3.1. Modules

What are Python modules?

A Python module is a file ending in .py that contains Python definitions and statements. Modules are the cornerstone of code organization in Python, allowing you to group related functions, classes, and variables into a single, manageable unit.

Think of a module as a self-contained namespace. When you import a module, you gain access to the objects defined within it, promoting code reuse and preventing naming conflicts.

You can inspect a module's properties programmatically. To find its file location, use the __file__ attribute, and to list its contents, use the dir() function:

# Discovering a module's file path
import math
print(math.__file__)

# Listing the names defined in a module
print(dir(math))

Why are modules critical for MLOps projects?

In MLOps, projects quickly evolve beyond simple scripts. Modules are essential for building robust, scalable, and maintainable machine learning systems. They provide several key benefits:

Organization: By separating concerns, modules make your codebase easier to navigate. For instance, you can have distinct modules for data loading (datasets.py), feature engineering (features.py), model definitions (models.py), and training pipelines (training.py).
Reusability: A function to normalize data, once defined in a utility module, can be imported and reused across different experiments and services (e.g., training and inference).
Collaboration: When team members work on different modules, it reduces merge conflicts and allows for parallel development. A data scientist can refine the modeling logic in models.py while an ML engineer optimizes the data pipeline in datasets.py.
Testability: Encapsulating logic within modules makes it easier to write targeted unit tests, ensuring each component of your ML system works as expected.

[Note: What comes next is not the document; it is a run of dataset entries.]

PR #551, opened 2026-04-05
feat(nats): add schema_version to wire format (#530)

### LINKED ISSUE #530: feat(nats): add message versioning to wire format
No version field on NATS messages. Additive schema changes degrade gracefully; breaking changes require simultaneous deploy of all 3 processes. Low urgency until next breaking schema change.

MickaelV0:
## Summary

Closes #530

Adds a `schema_version: int = 1` field to all 5 hub↔adapter NATS envelopes so mismatched producer/consumer pairs fail **loudly** (drop + `log.error` + in-process counter) instead of silently misinterpreting fields.

The issue is not about enabling rolling deploys across breaking schema changes — coordinated deploy of `lyra_hub` + `lyra_telegram` + `lyra_discord` is still required. Versioning exists to make failures **explicit** when someone forgets to coordinate.

## What changed

- **New envelope field.** `schema_version: int = 1` on `InboundMessage`, `InboundAudio`, `OutboundMessage`, `TextRenderEvent`, `ToolSummaryRenderEvent`. Colocated `SCHEMA_VERSION_*` module-level constants are the single source of truth for bumping.
- **New helper.** `src/lyra/nats/_version_check.py` exports `check_schema_version(payload, *, envelope_name, expected, subject, counter)` — pure function with a **caller-owned** counter (no static class state, no test-isolation bugs).
- **Inbound path.** `NatsBus._make_handler.handler()` now `json.loads` → `check_schema_version` → `deserialize_dict` (no double-parse; uses the existing `_serialize.py:54` helper). Instance counter `self._version_mismatch_drops` + public `version_mismatch_count(envelope_name)` accessor.
- **Outbound path.** `NatsRenderEventCodec.decode()` gains a `counter` kwarg. The check runs **before** the manual `payload.get()` extraction in the `tool_summary` branch — this was a flagged landmine in the spec and is tested explicitly.
- **Counter propagation.** `NatsOutboundListener` owns `self._version_mismatch_drops` and passes it through `decode_stream_events(..., counter=...)` to `NatsRenderEventCodec.decode(..., counter=...)`.
- **Docs.** `docs/ARCHITECTURE.md` gains a "Schema versioning" subsection under the NATS wire format section, with the forward-compat rule and a numbered bump procedure.

## Forward-compat rule

A receiver accepts any payload where `schema_version <= expected`. Strictly-greater versions are dropped. Legacy payloads (no field) default to version 1 — so existing wire traffic is never dropped.

| Case | Behavior |
|---|---|
| `schema_version` absent (legacy) | Decoded as v1 |
| `schema_version == expected` | Decoded normally |
| `schema_version < expected` (receiver newer) | Decoded normally (additive fields already degrade) |
| `schema_version > expected` (receiver older) | Dropped + `log.error` + counter++ |
| Non-int / null / ≤0 | Dropped + `log.error` + counter++ |

## Test plan

- [x] Helper unit tests cover 8 cases: absent, match, receiver-newer, receiver-older, string, null, 0/-1, counter isolation
- [x] Legacy round-trip test parametrized over all 5 envelope types (serialize → strip `schema_version` → deserialize → default == 1)
- [x] `NatsBus` integration tests (real nats-server): match, legacy, mismatch, mixed batch `[v1, v2_bad, v1]` survives subscription, non-int drops
- [x] `NatsRenderEventCodec.decode()` unit tests for text + tool_summary branches, including the landmine test that passes a malformed `files` value (would raise if the check ran after extraction)
- [x] `NatsOutboundListener` integration test: counter flows through `decode_stream_events` → codec → listener accessor
- [x] Full `tests/nats/` + `tests/adapters/` sweep: 490 passed, 35 skipped (nats-server tests skip cleanly when binary absent), 0 failures, 0 regressions
- [x] `ruff check` and `pyright` clean on all touched files
- [x] `docs/ARCHITECTURE.md` gains the subsection + numbered bump procedure

## Out of scope

Chunk-envelope wrapper versioning (hand-rolled `{stream_id, seq, event_type, payload, done}` in `render_event_codec.py`), NATS subject-pattern versioning, TTS/STT wire format (voiceCLI boundary), schema registry, version negotiation, prometheus export.

## Artifacts

- Frame: `artifacts/frames/530-nats-message-versioning-frame.mdx`
- Spec:  `artifacts/specs/530-nats-message-versioning-spec.mdx`
- Plan:  `artifacts/plans/530-nats-message-versioning-plan.mdx`

### DIFF
--- a/artifacts/frames/530-nats-message-versioning-frame.mdx
+++ b/artifacts/frames/530-nats-message-versioning-frame.mdx
@@ -1,0 +1,133 @@
+---
+title: Add message versioning to NATS wire format
+issue: 530
+status: approved
+tier: F-lite
+date: 2026-04-05
+---
+
+## Problem
+
+Lyra runs as three separate processes (`lyra_hub`, `lyra_telegram`,
+`lyra_discord`) that communicate exclusively over NATS using JSON-encoded
+dataclasses (`InboundMessage`, `InboundAudio`, `OutboundMessage`, and the
+render-event stream). The wire format has **no version field**.
+
+Today, the serializer in `src/lyra/nats/_serialize.py` is lenient on missing
+fields (`_decode_dataclass` falls through to dataclass defaults at line 272),
+so **additive** schema changes degrade gracefully — a v2 receiver reading a v1
+payload just sees the new field at its default.
+
+**Breaking** schema changes (renaming a field, changing a type, removing a
+field, semantic shifts) are a different story: they require the hub and both
+adapter processes to be redeployed **simultaneously**, because a mismatched
+producer/consumer pair will silently misinterpret the payload with zero signal
+in logs or metrics. The existing `handler` error path in `nats_bus.py:242`
+only catches `deserialize` exceptions — it doesn't notice when JSON decodes
+cleanly but the fields mean something different than the receiver expects.
+
+The immediate goal is not to *enable* rolling deploys across breaking changes
+(that still requires coordination), but to make the failure mode **explicit
+and loud** when someone forgets to coordinate: the receiver should detect the
+mismatch, drop the message, log an ERROR, and emit a metric — not silently
+proceed with corrupt data.
+
+## Who
+
+- **Primary:** Lyra maintainers deploying schema changes across the
+  hub + adapter boundary. Today this means anyone touching `core/message.py`,
+  `core/render_events.py`, or the NATS serializer.
+- **Secondary:** Future contributors evolving the wire format who need a
+  ratchet to signal "this change is breaking — bump the version."
+- **Secondary:** On-call — a clear `schema_version mismatch` log line points
+  directly at a botched deploy instead of a vague "messages disappeared."
+
+## Constraints
+
+- **Backwards compatible on the wire.** Legacy (unversioned) payloads must
+  still decode — `schema_version` defaults to `1` when absent, and existing
+  NATS messages in flight during the rollout must not be dropped.
+- **One field, per envelope.** Each top-level NATS envelope dataclass carries
+  its own `schema_version: int = 1`. No shared wrapper envelope (preserves the
+  current `_serialize.py` contract; minimizes diff surface).
+- **Field name: `schema_version`.** Not `version` — avoids ambiguity with
+  potential domain fields and is self-documenting at the JSON-dump level.
+- **Localized version constants.** Each envelope module exposes a
+  module-level `SCHEMA_VERSION_<ENVELOPE>` constant (e.g.
+  `SCHEMA_VERSION_INBOUND_MESSAGE = 1` in `core/message.py`). Bumping a
+  version is a single-line edit.
+- **Forward-compat rule: `payload.schema_version <= receiver.known`.**
+  A receiver accepts any version ≤ its own known version (old → new is fine,
+  since additive fields already degrade). It **drops strictly greater**
+  versions with an ERROR log and a metric increment.
+- **Reuse existing error path.** Mismatch handling lives inside the
+  `deserialize` → `handler` path in `nats_bus.py` and `render_event_codec.py`
+  — same drop-and-log pattern already used for decode failures. No new
+  top-level error plumbing.
+- **Scope: Lyra hub↔adapter envelopes only.** `InboundMessage`,
+  `InboundAudio`, `OutboundMessage`, and the render-event payloads
+  (`TextRenderEvent`, `ToolSummaryRenderEvent`). TTS/STT client messages
+  (`nats_tts_client.py`, `nats_stt_client.py`) live across the voiceCLI
+  boundary and are versioned separately by that repo.
+- **Observability.** Each drop emits a log line with
+  `(platform, bot_id, envelope_type, payload_version, receiver_version)` and
+  increments a counter metric (via whatever metrics plumbing already exists
+  in the adapter/hub process).
+
+## Out of Scope
+
+- **Rolling deploys across breaking changes.** Coordinated deploy is still
+  required; versioning only surfaces failures faster. A future issue may
+  introduce dual-reader support, but not this frame.
+- **Chunk-envelope versioning.** The hand-rolled wrapper in
+  `render_event_codec.py` (`{stream_id, seq, event_type, payload, done}`) is
+  itself an implicit schema. This frame versions the inner payload only.
+  Chunk-wrapper evolution is a separate concern.
+- **NATS subject-pattern versioning.** The subject layout
+  (`lyra.inbound.<platform>.<bot_id>`) is also schema; this frame does not
+  touch it.
+- **TTS/STT wire format.** Owned by voiceCLI; out of scope.
+- **Schema registry / migration tooling.** No central registry, no migration
+  scripts. Bumping is a manual integer increment tied to a code change.
+- **Version negotiation / downgrade.** No handshake, no "fall back to v1"
+  logic — fail fast is the policy.
+- **Shared wrapper envelope migration.** Not a refactor of the serializer to
+  introduce `{v, type, payload}` wrapping. If we ever want that, this
+  frame's `schema_version` field is the ratchet that makes the migration
+  safe.
+
+## Complexity
+
+**Tier: F-lite** — Clear scope, single domain (NATS wire format), no new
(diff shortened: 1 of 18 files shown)


MickaelV0:
## Code Review

**Reviewers:** security-auditor · architect · product-lead · tester (4 fresh agents, parallel, no implementation context).

**Verdict: Approve with comments.** All 14 success criteria from `artifacts/specs/530-nats-message-versioning-spec.mdx` are met with direct evidence. No security blockers, no correctness bugs, CI green. Three defensive/test-hygiene findings worth addressing before or after merge.

---

### Blockers (3)

**1. `_ENVELOPE_VERSIONS` silent fallback accepts unknown types** — `src/lyra/nats/nats_bus.py:255`

```python
envelope_name, expected = _ENVELOPE_VERSIONS.get(
    self._item_type, (self._item_type.__name__, 1)
)
```

Root cause: A future `NatsBus(item_type=NewEnvelope)` call with a forgotten mapping update will silently run the check with `expected=1` instead of failing loudly. The plan's own risk table (MT-7) called for a plain `dict[type]` lookup that raises `KeyError` on missing keys so omissions surface at test time.

Solutions:
1. `envelope_name, expected = _ENVELOPE_VERSIONS[self._item_type]` — let `KeyError` propagate (recommended). `_make_handler` is called from `start()` so the failure surfaces at startup.
2. Keep the fallback but log a WARNING on every unknown-type hit.

— architect, Confidence: 82%

---

**2. Flaky `asyncio.sleep(...)` in NatsBus drop tests** — `tests/nats/test_nats_bus.py` (`test_version_mismatch_drops`, `test_non_int_schema_version_drops`, `test_mixed_batch_survives_subscription`)

Root cause: Fixed-duration sleeps (150–200 ms) are used to let the NATS handler fire before asserting the staging queue. The project's existing pattern uses event-driven `asyncio.wait_for(bus.get(), timeout=...)`. On a slow CI runner, the sleeps could race with the handler.

Solutions:
1. Replace the drop-assertion pattern with `with pytest.raises(TimeoutError): await asyncio.wait_for(bus.get(), timeout=0.5)` — event-driven, fast on passing cases (recommended).
2. Publish `[v2_bad, v1]` and wait for the `v1` to arrive via `bus.get()` — the v1 arrival proves the v2 was already processed and dropped.

— tester, Confidence: 75%

---

**3. `core/message.py` constants lack an export guard test** — `tests/core/test_render_events.py::test_all_exports_complete` was updated this PR; `core/message.py` has no equivalent since it has no `__all__`.

Root cause: `message.py` gained 3 new `SCHEMA_VERSION_*` constants with no test asserting they exist. A silent deletion would go unnoticed.

Solutions:
1. Add a simple test in `tests/core/test_message.py` (or the nearest existing file) that imports the 3 constants by name and asserts each equals `1` (recommended).
2. Add an `__all__` to `message.py` and mirror the `test_all_exports_complete` pattern.

— tester, Confidence: 80%

---

### Warnings (6)

**4. Log-flood DoS on version mismatch** — `src/lyra/nats/_version_check.py` (`_drop` function)

A flood of v2 payloads produces one unthrottled `log.error` per message. Subscription stays alive (correct), but log volume itself can DoS aggregation.

Solutions:
1. Per-envelope token bucket: emit full detail on first drop, sample subsequently (recommended).
2. Downgrade repeats to `log.warning` after the first per envelope.

— security-auditor, Confidence: 72%

---

**5. Outer chunk envelope unversioned — asymmetric guard** — `src/lyra/nats/render_event_codec.py` (outer wrapper `{stream_id, seq, event_type, payload, done}`)

Documented as out-of-scope in the spec (correct). But the asymmetry — inner payload guarded, outer wrapper not — is not documented in `ARCHITECTURE.md`. A future `event_type` rename or new outer field would not be caught.

Solutions:
1. Add a one-line note to the new `### Schema versioning` section in `ARCHITECTURE.md` stating the outer chunk envelope is an unversioned contract (recommended).

— architect, Confidence: 70%

---

**6. Counter propagation is sound but opaque** — `src/lyra/adapters/nats_outbound_listener.py` `_drain_stream` call site

Counter passes `listener._version_mismatch_drops` → `decode_stream_events(counter=...)` → `NatsRenderEventCodec.decode(counter=...)`. Correct (dicts are passed by reference), but a future contributor may not see the chain.

Solutions:
1. Add a one-line comment at the `_drain_stream` call site pointing back to `version_mismatch_count` (recommended).

— architect, Confidence: 73%

---

**7. SC-11 cumulative counter not tested across separate publish calls** — `tests/nats/test_nats_bus.py::TestNatsBusVersionMismatch`

`version_mismatch_count` is asserted in multiple tests but always after exactly 1 drop. A regression that resets the counter on each drop would pass all current tests.

Solutions:
1. Extend `test_mixed_batch_survives_subscription` to publish a second v2_bad and assert `count == 2`, or add a dedicated test (recommended).

— tester, Confidence: 85%

---

**8. Float `schema_version` not tested** — `tests/nats/test_version_check.py`

Spec's edge-case table mentions "float → drop". `isinstance(raw, int)` correctly rejects floats (JSON `1.0` parses as `float`). No test covers this path.

Solutions:
1. Add `1.0` to the parametrized `test_zero_or_negative_drops` (rename to `test_malformed_values_drop`) or add a dedicated parametrize entry (recommended).

— tester, Confidence: 80%

---

**9. `decode_stream_events` return type annotation** — `src/lyra/adapters/nats_stream_decoder.py` signature

`async def -> AsyncIterator["RenderEvent"]` with a `yield` body is idiomatic and accepted by mypy/pyright in non-strict mode, but strict mode prefers `AsyncGenerator[RenderEvent, None]`. Non-blocking.

— architect, Confidence: 75%

---

### Nitpick (1)

**10. `r.message` vs `r.getMessage()` inconsistency** — `tests/nats/test_nats_bus.py::test_version_mismatch_drops`

One test uses `r.message` (pre-substitution template), others use `r.getMessage()` (formatted). Both work for the current substring match but normalizing would be cleaner.

— tester, Confidence: 70%

---

### Praise

- **Version check runs before deserialization on both paths** (`nats_bus.py:258`, `render_event_codec.py:77`) — security-auditor
- **Counter key is receiver-controlled** — no dict-growth attack possible via crafted payloads — security-auditor
- **Helper function design + caller-owned counter** — no static state, no test isolation bugs, matches spec exactly — architect
- **Layer placement of `SCHEMA_VERSION_*` constants** — colocated with dataclasses for ergonomic bump, no transport leak — architect
- **ToolSummaryRenderEvent landmine correctly handled** — version check runs before manual `payload.get()` extraction — architect
- **Landmine test design** — `"files": "not-a-dict"` would raise `AttributeError` if the gate were bypassed, so a passing test proves the short-circuit — tester
- **Log assertion robustness** — all caplog assertions match on substring `"NATS schema version mismatch"` — tester
- **All 14 success criteria met with direct, traceable evidence** — product-lead

---

**Summary:** 3 blockers (defensive/test-hygiene), 6 warnings, 1 nitpick, 8 praises. Scope discipline is excellent — nothing out of spec, nothing missing. The landmine test for `ToolSummaryRenderEvent` is particularly well-designed.

MickaelV0:
## Review Fixes Applied

Commit: 5f34f0e

**Applied (8 of 10):**
- ✅ `_ENVELOPE_VERSIONS` fallback removed — unknown types now raise `KeyError` at start
- ✅ Flaky `asyncio.sleep` replaced with `asyncio.wait_for` in 3 drop tests
- ✅ Added `tests/core/test_message.py` parity guard for 3 new constants
- ✅ Added outer chunk envelope note to `docs/ARCHITECTURE.md`
- ✅ Added counter propagation comment at `_drain_stream` call site
- ✅ Extended mixed-batch test to prove cumulative counter (now asserts `count == 2`)
- ✅ Added float `schema_version` coverage via parametrize `[0, -1, 1.0, 2.0]`
- ✅ Normalized `r.message` → `r.getMessage()` in one test

**Deferred (2 of 10):**
- ⏭ Log-flood rate limiting — adds state to a pure helper; separate design concern, tracked as follow-up
- ⏭ `decode_stream_events` AsyncGenerator annotation — cosmetic, mypy strict-mode only

**Verification:**
- 532 passed, 35 skipped, 0 failed (up from 522)
- ruff clean
- pyright 0 errors
- `nats_bus.py` 295 lines · `nats_outbound_listener.py` 300 lines (cap: 300) ✓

Without a modular structure, a project becomes a monolithic script that is difficult to debug, test, and extend.

How do you create a Python module?

Creating a module is as simple as creating a new file with a .py extension inside your project's source directory. For example, within a src/bikes package, you could define modules for handling data and models:

$ touch src/bikes/datasets.py
$ touch src/bikes/models.py

src/bikes/datasets.py might contain functions to load raw data from a CSV file, clean it, and split it into training and testing sets.
src/bikes/models.py could define the architecture of your machine learning model using a framework like Scikit-learn or PyTorch.

These files are now modules that can be imported elsewhere in your project.

How do you import from your own modules?

Python uses a list of directories called sys.path to find modules during an import statement. When you install your project in editable mode (e.g., with uv pip install -e .), your project's source directory is added to this path.

This allows you to use absolute imports, which is the recommended practice for clarity and avoiding ambiguity:

# Assuming 'bikes' is your package in the 'src' directory
from bikes.datasets import load_data
from bikes.models import create_pipeline

# You can inspect sys.path to see where Python looks for modules
import sys
print(sys.path)

Using absolute imports from your project's root makes your code more readable and your import statements less brittle to file reorganizations compared to relative imports (from . import models).

What is an effective way to organize modules?

A powerful strategy for structuring modules in an MLOps project is to separate I/O-bound code from pure domain logic. This pattern, inspired by concepts like Domain-Driven Design, isolates the predictable, testable parts of your code from the unpredictable parts that interact with the outside world.

Consider this structure:

Domain Layer: Contains the core logic of your application. This code is pure, deterministic, and has no external dependencies like databases or APIs.
- domain/models.py: Defines model architectures or pipelines.
- domain/features.py: Contains pure functions for feature transformations.
I/O Layer: Manages interactions with external systems. This is where side-effects (reading files, querying databases, making API calls) happen.
- io/datasets.py: Handles loading data from sources (e.g., S3, SQL) and saving artifacts.
- io/services.py: Connects to external services like model registries or monitoring dashboards.
Application Layer: Orchestrates the domain and I/O layers to perform high-level tasks.
- training.py: A script that uses io.datasets to load data, domain.features to process it, domain.models to define a model, and io.datasets again to save the trained artifact.
- inference.py: An entrypoint for serving predictions, combining I/O and domain logic.

This separation makes your core logic highly testable and reusable, as it doesn't depend on specific infrastructure.

What are the risks of using modules?

The primary risk with modules is executing code with side-effects upon import. A side-effect is any operation that affects state outside its local scope, such as modifying a file, connecting to a database, or even printing to the console.

If a module performs a heavy computation or a destructive operation at the top level, it will be executed the moment it's imported, which can lead to slow, unpredictable, and dangerous behavior.

Unsafe Example:

# unsafe_module.py
import pandas as pd

# Side-effect: This large file is loaded into memory on import
print("Loading large dataset...")
df = pd.read_csv("very_large_dataset.csv")
print("Dataset loaded.")

# main.py
print("Importing the unsafe module...")
import unsafe_module  # This line will trigger the file loading
print("Import finished.")

To prevent this, all executable code should be placed inside functions or guarded by an if __name__ == "__main__": block. This ensures the code only runs when the module is executed as a script, not when it's imported.

Safe Practice:

# safe_module.py
import pandas as pd

def load_large_dataset():
    """Loads the dataset when explicitly called."""
    print("Loading large dataset...")
    df = pd.read_csv("very_large_dataset.csv")
    print("Dataset loaded.")
    return df

# This block only runs when you execute `python safe_module.py`
if __name__ == "__main__":
    # This is a safe place for script-level logic or tests
    data = load_large_dataset()
    print("Module executed directly. Data shape:", data.shape)